Al-Anon Lifer

Anonymous sharings from a long-time member of Al-Anon, which is a safe place to recover from the effects of alcoholism in a friend or relative...

Wednesday, December 06, 2006

Home Messy Home

I'm usually the type who gets everything in order around me, especially in my home, but circumstances have prevented that this last week. Too much has been going on and things have just piled up... like the Halloween decorations...

When we got home from our trip, most of the neighbors had their Christmas decorations up. Granted, half of them get it done professionally, so they don't count. Our house stood out like the black sheep of the neighborhood with the big scarecrows and ghosts and rotting pumpkins on the front porch. But it was still cold and just not important to bring it all in. My ideal was to pack it downstairs and bring up the Christmas decorations at the same time. However, our daughter was and still is moving out of the basement, so that process just wasn't practical.

I found it almost humorous that it got to my husband first, the shame of having spooks in our yard when the neighbors had their PEACE, HOPE, JOY, and LOVE signs up. No kidding, we have neighbors who have these huge signs they put on their decks every year as if they signed an agreement with each other, even when the owners of the houses change. It is lovely. We can see them from our upstairs window and anyone driving the busy street adjoining our neighborhood can enjoy them...

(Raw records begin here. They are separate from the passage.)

PR #782, opened 2015-09-22
Drop support for Minitest 4

mcmire:
Why:

* The latest patch version of Minitest 4.x was released in June 2013.
  I think we can make a safe assumption that most people are using
  Minitest 5.x now.
* There's a precedent for upgrading, as Rails did so from Minitest 4 to
  5 in 4.1.

To satisfy the above:

* Rename the Minitest5 adapter to just Minitest.
* Stop running integration tests against Minitest 4.


maurogeorge:
LGTM let's wait for the Travis and :shipit:

mcmire:
We can't do this, actually. We still support Rails 4.0.0, and it depends on Minitest 4, so we have to continue to support Minitest 4, too.

maurogeorge:
Okay makes sense.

Anyway, Hubby went outside in the cold and collected the obvious, hanging Halloween decorations. I waited until it got warm again to go out and collect the rest. But I didn't pack them away. Instead, they are piled up in the house. Now we have that pile along with a few turkeys, pumpkins, and fall leaves lurking in the dining room, family room, and kitchen, as well as a bare Christmas tree that Hubby managed to get up between football games on Sunday. I went shopping with our daughter for her new place and got new stockings for the mantel, for Hubby and me. I've decided not to put the kids' stockings up since they're grown and gone.

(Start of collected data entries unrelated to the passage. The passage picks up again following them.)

Issue #787, opened 2015-10-04
Case-sensitive uniqueness validation fails if default value lacks alpha characters


tovodeverett:
I've run into a fairly unique situation, but I thought I'd bring it up in case someone wants to defend against it.

If your factory for generating objects uses a string that does not have change with `swapcase` (i.e. something like `'%-1-%'`), and you're doing a `validate_uniqueness_of` test without specifying `case_insensitive`, then you will get a rather confusing error message.

Perhaps it might make sense somewhere around https://github.com/thoughtbot/shoulda-matchers/blob/master/lib/shoulda/matchers/active_record/validate_uniqueness_of_matcher.rb#L410 to check to see that the swapcased value differs from the original value and if it doesn't to throw an error along the lines of, "if you're not doing a case_insensitive test, then you need to make sure your value here has alpha characters in it!".

mcmire:
Moving discussion to #789.

PR #789, opened 2015-10-04
Fix checking case sensitivity when value is case insensitive

albertyw:
I ran into the same issue as https://github.com/thoughtbot/shoulda-matchers/issues/787 and fixed it here.

### DIFF
--- a/spec/unit/shoulda/matchers/active_record/validate_uniqueness_of_matcher_spec.rb
+++ b/spec/unit/shoulda/matchers/active_record/validate_uniqueness_of_matcher_spec.rb
@@ -450,6 +450,18 @@ describe Shoulda::Matchers::ActiveRecord::ValidateUniquenessOfMatcher, type: :mo
 
         expect(record).to validate_uniqueness
       end
+
+      context 'when the value has no case sensitivity' do
+        it 'accepts', focus: true do
+          model = define_model_validating_uniqueness(
+            attribute_type: :string,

Needless to say, our house is full of mixed messages with a few Christmas decorations up, a pointsetta that Hubby bought me, and piles of Halloween decorations with other reminders of the fall and Thanksgiving season all over the house. But the outside, at least, looks like Christmas with white, pristine snow still gleaming in the sun and moonlight in our front yard. It reminds me of all the times I made sure that everything looked great on the outside to the rest of the world when inside our house was rotten and messy. Oh, not to anyone who per chance would get inside, because I made sure that looked good, too.

I'm talking about the disease of alcoholism and its effects... you know, the secrets, the screaming, the door slamming, the deafening silence, the crying, the scared children, the absent father... As I look around my house right now, I'm thinking how this represents what it used to be like - the facade on the outside with the mess on the inside. But it isn't what it is really like spiritually. My home may look chaotic right now, but it doesn't feel chaotic. It is not out of control, it is just temporary circumstances keeping me from cleaning it up. That's all.

And the big difference is that I wouldn't be embarrassed if anyone came calling today. I wouldn't apologize for the mess. I'd let them in, offer them a cup of tea, and rummage through the pantry for some store-bought cookies. It would be just fine and they would feel at home. I'm learning to feel at home in whatever my circumstances are, just like I learned to be content whether the alcoholic was drinking or not. I can be at peace inside when all around me is the opposite. It is okay and it is just for today.

Thank you, Higher Power, for my home, my Hubby, my program, my children, my dog, my sponsor, my service sponsor, my grandma, my mother-in-law, my sponsees, my Al-Anon and AA friends, my meetings, my fireplace, the warm winter sun, my TiVO, my chiropractor, my massage therapist, and so much more. I am truly a grateful member of the worldwide fellowship of Al-Anon. I'd rather have a messy home with a serene spirit than a perfectly organized home covering up chaos any time of the year. And that's the truth :-)

8 Comments:

At Wednesday, December 06, 2006 12:19:00 PM, Blogger kel said...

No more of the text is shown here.